(Your assignment):
An acceptable response holds only the line containing "closes #130" and every line after it to the end of the records, each reproduced exactly.

(Records supplied):
PR #159, opened 2019-02-23
reject duplicate arguments in #[interrupt] and #[exception]

japaric:
This program was being accepted:

``` rust
#[task(
    capacity = 1,
    capacity = 2,
    priority = 1,
    priority = 2,
)]
fn foo() {}
```

now it will trigger a compiler error

r? @korken89 || @TeXitoi


japaric:
bors r=TeXitoi

PR #169, opened 2019-04-16
book: note that late resources must be Send

### LINKED ISSUE #130: Cannot use non-`Send` resource.
In my project I have a resource `struct` with a `*mut`-member, so it's non-`Send`. I want a periodic task to use this resource. As of now it is the only task that needs access to it.

Compilation fails because of `rtfm::export::assert_send` although the [RTFM book] says that 
> you do not need the `Send` trait on types that are transferred between tasks that run at the same priority

Am I missing something or is this a bug?

[RTFM book]: https://japaric.github.io/cortex-m-rtfm/book/by-example/types-send-sync.html#send

japaric:
closes #130


japaric:
Travis is green; merging manually to avoid running CI again (bors)

PR #170, opened 2019-04-16
check task priority at compile time

japaric:
before we were checking the priority at runtime. The compile time error message
when the priority is too high is kind of awful though.


japaric:
bors r=TeXitoi

PR #173, opened 2019-04-19
add sandbox example

etrombly:
Added a real world example for my sandbox project.


etrombly:
I'll add one once I build the frame. Now that the software side is done it shouldn't be too much longer.

AfoHT (approved):
bors merge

(Result):
closes #130


japaric:
Travis is green; merging manually to avoid running CI again (bors)

PR #170, opened 2019-04-16
check task priority at compile time

japaric:
before we were checking the priority at runtime. The compile time error message
when the priority is too high is kind of awful though.


japaric:
bors r=TeXitoi

PR #173, opened 2019-04-19
add sandbox example

etrombly:
Added a real world example for my sandbox project.


etrombly:
I'll add one once I build the frame. Now that the software side is done it shouldn't be too much longer.

AfoHT (approved):
bors merge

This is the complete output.